Stored items from a collection
+===+

PR #564, opened 2020-03-25
Fixing stability issues

kostaspap:
## Background

While testing log alerting I encountered two issues: 
- If the rule was deleted before the alert was propagated, the alert-log-forwarder would keep retrying to fetch the rule .
- Rule's engine was not handling properly the case were a user had written an invalid dedup function. 
- Data Catalog updater was not updating rules matches properly

## Changes

- Fixed above issues. 
- Improved logging in some cases
- Moved onboarding configuration for S3 Server Access logs to be in the same section as CT and GD onboarding since this seems more appropriate. It is not about "monitoring" of the app (in the sense that it monitors the app stability) it is more about log onboarding/auditing of accesses to panther resources&the account where panther is deployed. 
- Fixed data catalog updater

## Testing

- Unit tests
- Deployed and verified normal behavior in my account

+===+

WHAT YOU NEED TO DO: Word for word, transcribe the data shown above.

ANSWER SECTION:
PR #564, opened 2020-03-25
Fixing stability issues

kostaspap:
## Background

While testing log alerting I encountered two issues: 
- If the rule was deleted before the alert was propagated, the alert-log-forwarder would keep retrying to fetch the rule .
- Rule's engine was not handling properly the case were a user had written an invalid dedup function. 
- Data Catalog updater was not updating rules matches properly

## Changes

- Fixed above issues. 
- Improved logging in some cases
- Moved onboarding configuration for S3 Server Access logs to be in the same section as CT and GD onboarding since this seems more appropriate. It is not about "monitoring" of the app (in the sense that it monitors the app stability) it is more about log onboarding/auditing of accesses to panther resources&the account where panther is deployed. 
- Fixed data catalog updater

## Testing

- Unit tests
- Deployed and verified normal behavior in my account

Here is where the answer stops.